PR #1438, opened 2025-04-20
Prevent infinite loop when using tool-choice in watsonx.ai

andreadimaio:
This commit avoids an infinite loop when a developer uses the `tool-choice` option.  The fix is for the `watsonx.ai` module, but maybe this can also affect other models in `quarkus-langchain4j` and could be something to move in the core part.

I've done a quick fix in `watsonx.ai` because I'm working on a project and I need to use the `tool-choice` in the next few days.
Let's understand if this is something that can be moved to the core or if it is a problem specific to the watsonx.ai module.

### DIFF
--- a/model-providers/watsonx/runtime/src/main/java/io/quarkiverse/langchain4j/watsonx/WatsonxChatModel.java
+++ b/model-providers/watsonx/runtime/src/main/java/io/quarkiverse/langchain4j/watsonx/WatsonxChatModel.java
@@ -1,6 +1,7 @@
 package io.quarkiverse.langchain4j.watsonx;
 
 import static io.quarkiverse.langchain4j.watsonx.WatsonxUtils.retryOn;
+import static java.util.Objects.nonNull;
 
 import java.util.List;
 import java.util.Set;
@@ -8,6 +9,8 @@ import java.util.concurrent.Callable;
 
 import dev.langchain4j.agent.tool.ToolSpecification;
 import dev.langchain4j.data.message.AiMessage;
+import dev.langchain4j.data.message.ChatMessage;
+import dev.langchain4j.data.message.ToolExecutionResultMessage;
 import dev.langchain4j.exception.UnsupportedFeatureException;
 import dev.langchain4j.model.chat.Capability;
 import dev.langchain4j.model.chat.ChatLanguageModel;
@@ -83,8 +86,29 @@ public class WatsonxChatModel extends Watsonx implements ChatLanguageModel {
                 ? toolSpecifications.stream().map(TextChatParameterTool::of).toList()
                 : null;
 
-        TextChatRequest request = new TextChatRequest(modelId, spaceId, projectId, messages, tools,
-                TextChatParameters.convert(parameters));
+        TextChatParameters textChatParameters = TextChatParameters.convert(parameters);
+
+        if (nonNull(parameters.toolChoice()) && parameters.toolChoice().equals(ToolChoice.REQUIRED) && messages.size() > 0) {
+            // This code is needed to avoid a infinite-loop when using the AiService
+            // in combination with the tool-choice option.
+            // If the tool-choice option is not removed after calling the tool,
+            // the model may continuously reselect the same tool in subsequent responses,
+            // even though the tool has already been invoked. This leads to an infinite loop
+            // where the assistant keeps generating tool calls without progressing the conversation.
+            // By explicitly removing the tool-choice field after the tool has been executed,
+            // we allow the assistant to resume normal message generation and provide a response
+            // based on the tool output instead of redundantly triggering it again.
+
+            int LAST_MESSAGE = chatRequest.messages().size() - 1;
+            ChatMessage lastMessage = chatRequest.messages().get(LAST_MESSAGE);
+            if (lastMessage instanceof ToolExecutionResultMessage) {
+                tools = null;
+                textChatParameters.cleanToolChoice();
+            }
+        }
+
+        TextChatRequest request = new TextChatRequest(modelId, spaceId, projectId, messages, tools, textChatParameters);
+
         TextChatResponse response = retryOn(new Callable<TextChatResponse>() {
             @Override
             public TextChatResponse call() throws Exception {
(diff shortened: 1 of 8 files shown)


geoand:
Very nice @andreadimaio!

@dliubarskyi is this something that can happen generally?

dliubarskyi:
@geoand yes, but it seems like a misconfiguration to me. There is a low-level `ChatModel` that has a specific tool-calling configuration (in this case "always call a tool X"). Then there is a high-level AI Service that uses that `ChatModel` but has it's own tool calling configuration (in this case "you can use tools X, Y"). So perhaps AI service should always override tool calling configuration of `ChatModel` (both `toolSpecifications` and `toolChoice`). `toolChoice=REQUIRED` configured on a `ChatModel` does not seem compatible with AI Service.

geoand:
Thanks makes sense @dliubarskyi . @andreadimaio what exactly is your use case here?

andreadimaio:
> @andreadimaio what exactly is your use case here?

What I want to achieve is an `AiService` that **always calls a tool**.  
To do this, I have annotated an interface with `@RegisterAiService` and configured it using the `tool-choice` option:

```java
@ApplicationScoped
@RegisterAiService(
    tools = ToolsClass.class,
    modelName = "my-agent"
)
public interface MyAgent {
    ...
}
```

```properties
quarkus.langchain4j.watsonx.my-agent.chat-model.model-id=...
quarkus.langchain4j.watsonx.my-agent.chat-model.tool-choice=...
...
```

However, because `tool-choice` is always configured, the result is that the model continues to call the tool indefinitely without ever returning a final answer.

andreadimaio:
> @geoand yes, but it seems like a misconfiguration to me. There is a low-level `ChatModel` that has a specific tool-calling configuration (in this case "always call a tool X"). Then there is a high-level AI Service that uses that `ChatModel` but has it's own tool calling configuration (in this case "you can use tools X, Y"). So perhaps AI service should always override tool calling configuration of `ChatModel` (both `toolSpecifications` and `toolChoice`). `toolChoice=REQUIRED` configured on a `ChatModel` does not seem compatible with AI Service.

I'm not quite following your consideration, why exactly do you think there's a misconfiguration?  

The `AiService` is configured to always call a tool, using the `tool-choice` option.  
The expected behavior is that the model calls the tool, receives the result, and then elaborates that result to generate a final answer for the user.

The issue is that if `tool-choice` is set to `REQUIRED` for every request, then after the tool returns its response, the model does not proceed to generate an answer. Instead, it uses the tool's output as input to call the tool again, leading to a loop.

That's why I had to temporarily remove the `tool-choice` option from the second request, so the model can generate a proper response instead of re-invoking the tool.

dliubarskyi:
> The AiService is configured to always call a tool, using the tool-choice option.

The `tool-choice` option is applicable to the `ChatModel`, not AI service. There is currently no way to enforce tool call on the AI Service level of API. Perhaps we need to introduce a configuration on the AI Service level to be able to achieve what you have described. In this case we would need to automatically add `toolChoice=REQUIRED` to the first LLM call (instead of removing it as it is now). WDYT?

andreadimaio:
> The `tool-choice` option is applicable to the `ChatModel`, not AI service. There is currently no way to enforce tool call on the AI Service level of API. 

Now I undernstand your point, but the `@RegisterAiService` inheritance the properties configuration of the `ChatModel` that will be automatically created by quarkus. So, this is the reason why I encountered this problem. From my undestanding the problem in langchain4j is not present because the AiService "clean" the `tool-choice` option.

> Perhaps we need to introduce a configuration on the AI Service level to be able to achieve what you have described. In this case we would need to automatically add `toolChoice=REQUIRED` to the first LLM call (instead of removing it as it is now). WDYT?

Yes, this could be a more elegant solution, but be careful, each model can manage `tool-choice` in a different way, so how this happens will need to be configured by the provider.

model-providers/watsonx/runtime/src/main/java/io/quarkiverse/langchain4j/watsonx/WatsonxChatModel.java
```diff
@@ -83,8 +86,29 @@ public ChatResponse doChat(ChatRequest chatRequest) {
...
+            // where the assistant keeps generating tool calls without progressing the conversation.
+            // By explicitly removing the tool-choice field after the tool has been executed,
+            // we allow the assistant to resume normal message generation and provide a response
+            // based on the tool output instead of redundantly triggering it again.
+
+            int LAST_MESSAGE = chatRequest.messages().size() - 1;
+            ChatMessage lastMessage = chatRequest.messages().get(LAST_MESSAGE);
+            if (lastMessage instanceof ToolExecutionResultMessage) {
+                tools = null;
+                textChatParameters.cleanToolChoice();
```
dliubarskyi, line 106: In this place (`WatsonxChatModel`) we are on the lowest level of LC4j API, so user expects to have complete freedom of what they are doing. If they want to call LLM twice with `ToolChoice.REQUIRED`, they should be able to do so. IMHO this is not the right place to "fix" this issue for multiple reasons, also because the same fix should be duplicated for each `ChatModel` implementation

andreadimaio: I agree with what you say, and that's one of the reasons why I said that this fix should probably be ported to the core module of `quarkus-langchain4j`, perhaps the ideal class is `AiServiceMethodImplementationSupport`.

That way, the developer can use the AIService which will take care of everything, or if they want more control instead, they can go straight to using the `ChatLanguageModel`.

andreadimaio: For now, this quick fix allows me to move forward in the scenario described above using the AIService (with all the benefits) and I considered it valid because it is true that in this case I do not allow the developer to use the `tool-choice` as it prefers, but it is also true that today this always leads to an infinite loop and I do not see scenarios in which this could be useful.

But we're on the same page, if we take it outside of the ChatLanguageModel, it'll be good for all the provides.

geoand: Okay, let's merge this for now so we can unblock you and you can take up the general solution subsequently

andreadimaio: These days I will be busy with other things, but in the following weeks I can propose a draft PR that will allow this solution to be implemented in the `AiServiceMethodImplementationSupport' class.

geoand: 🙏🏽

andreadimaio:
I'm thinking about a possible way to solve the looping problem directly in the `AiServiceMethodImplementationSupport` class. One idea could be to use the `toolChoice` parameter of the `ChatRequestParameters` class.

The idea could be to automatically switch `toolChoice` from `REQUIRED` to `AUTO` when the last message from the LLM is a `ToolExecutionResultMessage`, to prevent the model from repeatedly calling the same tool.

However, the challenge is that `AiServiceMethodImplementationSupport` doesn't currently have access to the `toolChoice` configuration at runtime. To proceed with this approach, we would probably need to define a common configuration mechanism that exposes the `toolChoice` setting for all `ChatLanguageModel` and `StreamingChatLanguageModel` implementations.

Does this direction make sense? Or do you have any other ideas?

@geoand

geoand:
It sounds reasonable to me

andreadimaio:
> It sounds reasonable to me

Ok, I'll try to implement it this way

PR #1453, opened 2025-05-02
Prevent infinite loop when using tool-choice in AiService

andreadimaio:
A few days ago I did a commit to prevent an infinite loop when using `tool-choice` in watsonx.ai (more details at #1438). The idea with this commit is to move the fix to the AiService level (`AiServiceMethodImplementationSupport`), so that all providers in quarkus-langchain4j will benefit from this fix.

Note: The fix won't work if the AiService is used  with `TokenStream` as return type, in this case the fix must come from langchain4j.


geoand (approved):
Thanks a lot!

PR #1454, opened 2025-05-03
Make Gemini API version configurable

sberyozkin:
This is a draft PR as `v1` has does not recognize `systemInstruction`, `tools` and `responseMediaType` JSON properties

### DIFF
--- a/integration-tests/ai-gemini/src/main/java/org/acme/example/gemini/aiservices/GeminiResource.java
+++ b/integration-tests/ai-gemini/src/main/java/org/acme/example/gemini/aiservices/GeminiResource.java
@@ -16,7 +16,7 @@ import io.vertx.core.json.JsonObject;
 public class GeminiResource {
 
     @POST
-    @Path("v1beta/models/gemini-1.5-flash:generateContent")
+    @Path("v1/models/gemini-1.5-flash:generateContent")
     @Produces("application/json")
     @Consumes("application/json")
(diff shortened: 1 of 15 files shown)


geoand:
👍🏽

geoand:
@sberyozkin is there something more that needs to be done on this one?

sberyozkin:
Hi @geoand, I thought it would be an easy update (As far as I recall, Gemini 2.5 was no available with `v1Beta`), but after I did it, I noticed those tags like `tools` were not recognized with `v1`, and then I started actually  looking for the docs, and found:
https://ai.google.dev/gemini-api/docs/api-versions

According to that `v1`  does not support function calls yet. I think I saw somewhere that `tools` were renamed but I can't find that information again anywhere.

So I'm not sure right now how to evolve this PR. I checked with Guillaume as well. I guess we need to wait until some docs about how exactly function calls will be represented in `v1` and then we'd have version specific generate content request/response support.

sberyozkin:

- Aim of the task: Only one stretch is wanted, so please give again exactly the lines from the start of the data through the line containing "This commit avoids", both ends included.

- Output below:
PR #1438, opened 2025-04-20
Prevent infinite loop when using tool-choice in watsonx.ai

andreadimaio:
This commit avoids an infinite loop when a developer uses the `tool-choice` option.  The fix is for the `watsonx.ai` module, but maybe this can also affect other models in `quarkus-langchain4j` and could be something to move in the core part.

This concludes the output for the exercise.